Os negócios do Harrison
Ana Ribau, 26 anos, que teve uma nota muito alta na prova - 95% - quando a fez, em 2015, aponta-lhe vários defeitos ("Devia haver pelo menos um caso clínico, e é só sobre medicina interna, alguém que queira ir para uma especialidade cirúrgica não tem nenhuma pergunta direcionada") mas considera que "é importante haver uma prova nacional, porque há disparidades entre as faculdades no que respeita às notas." Reconhece, porém, que, com este perfil de prova, o empenho não corresponde necessariamente ao resultado. "Conheço pessoas que tiveram notas mais baixas e estudaram tanto como eu." Ela estudou desde março, com a tese do curso para fazer, em paralelo, até junho. "De julho a novembro acordava às oito, começava a estudar às nove até à hora de almoço, recomeçava às duas, ia até às seis, parava uma hora e depois ia para a aula, e depois estudava a seguir até às 11." A aula a que Ana se refere é a dos cursos ministrados por empresas criadas especificamente para preparação do Harrison. "Fiz os cinco módulos, cada um de um mês e pouco, e depois o curso de preparação intensiva, e gastei cerca de mil euros".
Nem toda a gente tem disponibilidade económica para estes valores, mas pelo menos uma das empresas, a Academia da Especialidade (são duas: a outra denomina-se Exame da Especialidade), fez este ano um protocolo com um banco através do qual ele "oferece" o curso, mediante a fidelização do jovem médico à instituição. Há também, adianta José Timóteo, o coordenador pedagógico e um dos fundadores da Academia (com Pedro Simões, também médico, e Dina Silva, economista), a possibilidade de o médico só pagar quando faz o ano comum (o ano de internato indiferenciado que se segue ao curso) e começa a receber. E ainda, como prémio, a devolução, pela empresa, do preço do curso ao melhor aluno de cada zona geográfica/cidade onde estes são lecionados.
"No ano passado, entre as 10 melhores notas tivemos seis", afiança este médico psiquiatra de 33 anos, que fez o Harrison em 2007 e obteve 77%. "Estudei como toda a gente estudava, sozinho, e surgiu-me a ideia de, à imagem do que já sucedia noutros países, fazer cursos específicos de preparação, em que se sistematiza a informação mais relevante." Para professores recrutam entre os melhores alunos dos anos anteriores, com mais de 90%, e, explica, procuram "que se especializem em temas".

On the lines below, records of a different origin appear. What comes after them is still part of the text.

PR #416, opened 2019-07-03
reg: take slope and intercept into account

rijobro:
upon reading an image, convert its array such that data=slope*data+intercept. Then set slope and intercept to 0 and 1 respectively.

### DIFF
--- a/src/Registration/cReg/NiftiImageData.cpp
+++ b/src/Registration/cReg/NiftiImageData.cpp
@@ -733,6 +733,15 @@ void NiftiImageData<dataType>::set_up_data(const int original_datatype)
     _nifti_image->nbyper = sizeof(float);
     this->_data = static_cast<float*>(_nifti_image->data);
 
+    // Take slope and intercept into account
+    if (std::abs(_nifti_image->scl_slope-1) > 1e-4f || std::abs(_nifti_image->scl_inter) > 1e-4f) {
+        for (unsigned i=0; i<this->get_num_voxels(); ++i)
+            _data[i] = _nifti_image->scl_slope * _data[i] + _nifti_image->scl_inter;
+        _nifti_image->scl_slope = 1.f;
+        _nifti_image->scl_inter = 0.f;
+
+    }
+
     // Lastly, initialise the geometrical info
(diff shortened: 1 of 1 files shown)


src/Registration/cReg/NiftiImageData.cpp
```diff
@@ -222,6 +226,12 @@ NiftiImageData<dataType> NiftiImageData<dataType>::operator*(const float& val) c
     return maths(val,mul);
 }
 
+template<class dataType>
+NiftiImageData<dataType> NiftiImageData<dataType>::operator/(const float& val) const
```
KrisThielemans:
```suggestion
NiftiImageData<dataType> NiftiImageData<dataType>::operator/(const float val) const
```
generally never use a ref for `const float/int` etc. it's unclear and would just slow it down.

KrisThielemans: I see it's done with `*` as well though. Maybe accept this one, and then do a separate PR for all of those (not urgent)

src/Registration/cReg/NiftiImageData.cpp
```diff
@@ -61,7 +61,9 @@ template<class dataType>
 NiftiImageData<dataType>::NiftiImageData(const NiftiImageData<dataType>& to_copy)
 {
     copy_nifti_image(_nifti_image,to_copy._nifti_image);
-    set_up_data(to_copy._original_datatype);
+    this->_data = static_cast<float*>(_nifti_image->data);
```
KrisThielemans: I'll take your word for it (is it always `float`?)

rijobro:
When reading an image, I convert to `float` (and convert back at the end). This means that the static cast from `void *` to `float` is safe.

Nifti images in general can be complex, but I only accept a subset of all nifti images, so this isn't a problem. Accepted data types: DT_BINARY, DT_INT8, DT_INT16, DT_INT32,  DT_FLOAT32, DT_FLOAT64, DT_UINT8, DT_UINT16, DT_UINT32, DT_INT64, DT_UINT64, DT_FLOAT128.

PR #419, opened 2019-07-16
synergistic: include stir last

rijobro:
Updated to boost 1.70 on OSX and error created upon building synergistic code (code that builds on STIR, Gadgetron and registration). This was solved by including STIR components last in synergistic code. 

Not sure why this was necessary, nor why it solved the problem...


KrisThielemans:
This is worrying. It probably means that gadgetron vs STIR containers include a different boost file or set a different define (could be due to  the annoying `std::shared_ptr` STIR workaround). Please create an issue with the errors that you observe without this fix.

Diagnosis will likely mean running `gcc -E` to output the preprocessed files and check.

PR #445, opened 2019-09-26
copy metadata from acq to image

rijobro:
SIRF's wrapper around the acquisition data takes into account the XML meta data. However, until now images didn't. 
So in this PR, when doing a recon, copy the meta data from the acquisition data to the image. Make sure that images read, write and store metadata if it's present.


rijobro:
@evgueni-ovtchinnikov 

Everything works as expected, but I now get the following error:
```
ERROR: File Error in /Users/rich/Documents/Code/SIRF-SuperBuild/Build/sources/ISMRMRD/libsrc/dataset.c, line 848: Path to element not found.
ERROR: File Error in /Users/rich/Documents/Code/SIRF-SuperBuild/Build/sources/ISMRMRD/libsrc/dataset.c, line 1364: Failed to read image header.
```
Do you see this? Any ideas on how to fix it? I'm tempted to merge anyway as all works, but I'm a little scared. Could you try this on some of your data?

KrisThielemans:
seems that you need to check if something exists before trying to read it

evgueni-ovtchinnikov:
@rijobro: which script throws this error and on which data?

Issue #447, opened 2019-09-27
Inclusion of HKEM code requires recent version of STIR


rijobro:
HKEM has been implemented in SIRF (https://github.com/CCPPETMR/SIRF/pull/446) following merging PR in STIR (https://github.com/UCL/STIR/pull/186).

The master branch of SIRF now requires headers that are only available in STIR since this PR, meaning that new versions of SIRF compiling against older versions of STIR won't work. 

This could be fixed by incrementing STIR version (e.g., 3.2.0), and in SIRF CMake checking the `STIRConfigVersion.cmake`. In the meantime, I'll fix this by checking for the existence of `KOSMAPOSLReconstruction.h`. If not available, don't compile the relevant code.

PR #448, opened 2019-09-27
Only build HKEM if version of STIR is recent enough

rijobro:
Only build HKEM if version of STIR is recent enough


rijobro:
this fixes #447.

PR #467, opened 2019-10-29
set verbosity of stir reconstructions

rijobro:
requires https://github.com/UCL/STIR/pull/411


KrisThielemans:
As STIR's verbosity is a global setting, it makes more sense to expose `stir::Verbosity::set` and `get`, https://github.com/UCL/STIR/blob/e2f0bcb74af6bbf067785e07f58a8430faf3c64d/src/include/stir/Verbosity.h#L42

could you have `sirf.stir.set_verbosity(int)` and `get`

PR #490, opened 2019-12-12
zoom image from python

rijobro:


src/xSTIR/cSTIR/cstir.cpp
```diff
@@ -962,6 +962,37 @@ void* cSTIR_writeImage(void* ptr_i, const char* filename)
 	CATCH;
 }
 
+extern "C"
+void* cSTIR_ImageData_zoom_image(void* ptr_im, const size_t zooms_ptr_raw, const size_t offsets_in_mm_ptr_raw,
```
KrisThielemans: from the .h,seems that `size_t`->`PTR_FLOAT`

src/xSTIR/cSTIR/cstir.cpp
```diff
@@ -962,6 +962,37 @@ void* cSTIR_writeImage(void* ptr_i, const char* filename)
...
+                                 const size_t new_sizes_ptr_raw, const char *zoom_options)
```
KrisThielemans:
```suggestion
                                 const size_t new_sizes_ptr_raw, const char *const zoom_options)
```

src/xSTIR/cSTIR/include/sirf/STIR/stir_data_containers.h
```diff
@@ -43,6 +43,7 @@ limitations under the License.
 #include "sirf/common/PETImageData.h"
 #include "sirf/STIR/stir_types.h"
 #include "sirf/common/GeometricalInfo.h"
+#include "stir/zoom.h"
```
KrisThielemans:
```suggestion
#include "stir/ZoomOptions.h"
```

src/xSTIR/cSTIR/cstir.cpp
rijobro: think it can be anything (if seen `void *` elsewhere) as it goes through a C-style cast.

PR #493, opened 2019-12-13
linux to use apt install itk

rijobro:


KrisThielemans:
I haven't checked, but I think we should have at least one without ITK, and one where we build it ourselves.

rijobro:
Already left one that builds ITK itself, but you're right, one should be without. I'll do that now.

PR #519, opened 2020-01-29
MRAcq.Data Getter and Setter fail if not sorted

johannesmayer:
since the index is accessed in the getter and setter, if not sorted there is nothing to access.

now just checks if index_ has size larger than zero, could be changed into checking for sorted() method also but then sort_by_time() does not set any boolean yet.


johannesmayer:
Hello Evgueni,

sorry I misspoke above, because I was not aware of the real reason.
The problem is, that the `index()` method is not virtual, and hence, references to `MRAcquisitionData&` call the base class implementation which throws an exception.

I will fix this later and will update this PR.

PR #615, opened 2021-05-08
Add dotnet new template

### LINKED ISSUE #609: dotnet new templates should be in this repo
there are neo contract templates that work with `dotnet new` in the https://github.com/neo-ngd/Neo3.SmartContract.Templates repo. We should keep the various templates together in one repo.

Also, VS2019 16.8 and later supports `dotnet new` templates directly. We should consider eliminating the VS2019 templates in favor of `dotnet new` templates that work with both VS2019 and command line developers alike

erikzhang:
Close #609


devhawk (approved):

shargon (approved):

MissAlleyCat:
commit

Em 2015, a Academia, que começou a funcionar em Coimbra, sete anos antes, com poucas dezenas de alunos, teve cerca de 900 inscritos que fizeram pelo menos um curso. "Neste momento temos a noção de que 50 a 60% das pessoas fazem algum curso e quem não faz sente que está em desvantagem." O funcionamento, explica, é "por módulos. Cada aula, que tem lugar nas faculdades, onde alugamos salas, tem duas horas e custa 10 euros. São 65 temas/aulas, pelo que um curso completo custa cerca de 650 euros. E depois se se quiser fazer o curso essencial no fim são mais 200 euros." E como vai ser quando o Harrison, se tudo decorrer como planeado, for em 2018 substituído por outro exame (ver texto nestas páginas)? "Há muito que esperamos que tal suceda. E não vai deixar de haver exame, vai ficar mais complexo, portanto vai continuar a haver necessidade de um tipo de apoio. Quando conhecermos o tipo de exame vamos preparar aulas e materiais. Claro que no início vai ser mais difícil - por exemplo o livro dos exames, que damos aos nossos alunos, não vai existir logo." Outra coisa que não deverá existir é bibliografia - o que implica uma abordagem totalmente diferente e era das poucas coisas que os examinandos não se queixavam no Harrison: saberem por onde estudar.
De um exame, como diz Carlos, "obcecado pela bibliografia" vai-se passar para um exame sem bibliografia. Não há fome que não dê em fartura, diz o ditado - e vice versa.